[Start of section]
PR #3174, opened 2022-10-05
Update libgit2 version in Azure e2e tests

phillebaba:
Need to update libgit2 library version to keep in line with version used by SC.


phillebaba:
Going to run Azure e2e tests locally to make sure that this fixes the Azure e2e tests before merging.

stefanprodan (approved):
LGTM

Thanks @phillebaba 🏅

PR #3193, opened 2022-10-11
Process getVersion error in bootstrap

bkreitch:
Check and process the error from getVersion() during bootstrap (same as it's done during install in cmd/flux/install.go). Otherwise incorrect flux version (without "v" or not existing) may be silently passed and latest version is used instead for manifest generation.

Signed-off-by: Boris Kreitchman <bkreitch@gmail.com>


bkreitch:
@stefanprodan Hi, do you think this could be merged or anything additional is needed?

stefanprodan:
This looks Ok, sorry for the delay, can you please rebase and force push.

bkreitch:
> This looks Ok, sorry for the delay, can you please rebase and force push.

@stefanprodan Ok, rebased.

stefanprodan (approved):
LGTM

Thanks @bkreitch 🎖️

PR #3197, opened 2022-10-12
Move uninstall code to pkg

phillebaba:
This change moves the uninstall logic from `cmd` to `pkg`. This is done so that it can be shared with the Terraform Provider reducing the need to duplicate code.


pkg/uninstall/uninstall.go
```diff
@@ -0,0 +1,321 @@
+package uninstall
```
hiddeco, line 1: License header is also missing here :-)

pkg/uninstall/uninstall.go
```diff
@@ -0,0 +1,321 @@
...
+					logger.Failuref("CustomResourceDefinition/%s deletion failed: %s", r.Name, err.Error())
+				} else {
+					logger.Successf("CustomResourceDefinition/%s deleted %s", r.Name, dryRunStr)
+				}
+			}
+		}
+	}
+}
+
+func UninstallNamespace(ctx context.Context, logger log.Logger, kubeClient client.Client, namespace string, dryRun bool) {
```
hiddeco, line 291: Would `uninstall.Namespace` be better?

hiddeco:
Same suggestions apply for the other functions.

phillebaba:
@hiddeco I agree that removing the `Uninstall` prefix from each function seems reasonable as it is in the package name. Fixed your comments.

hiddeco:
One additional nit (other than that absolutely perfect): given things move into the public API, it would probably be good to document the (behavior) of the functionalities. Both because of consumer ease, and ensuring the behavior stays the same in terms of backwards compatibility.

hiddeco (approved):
[End of section]
[Start of section]
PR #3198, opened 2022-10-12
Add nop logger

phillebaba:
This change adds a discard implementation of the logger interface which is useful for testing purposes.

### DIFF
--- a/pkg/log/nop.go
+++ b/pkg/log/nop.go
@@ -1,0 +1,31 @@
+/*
[End of section]
• [Exercise description]
Taking the listing above as the source, transcribe only the lines starting at the line with "PR #3174, opened 2022-10-05" and going through the line with "Going to run", unaltered and with both ends included.

• [Exercise result]
PR #3174, opened 2022-10-05
Update libgit2 version in Azure e2e tests

phillebaba:
Need to update libgit2 library version to keep in line with version used by SC.


phillebaba:
Going to run Azure e2e tests locally to make sure that this fixes the Azure e2e tests before merging.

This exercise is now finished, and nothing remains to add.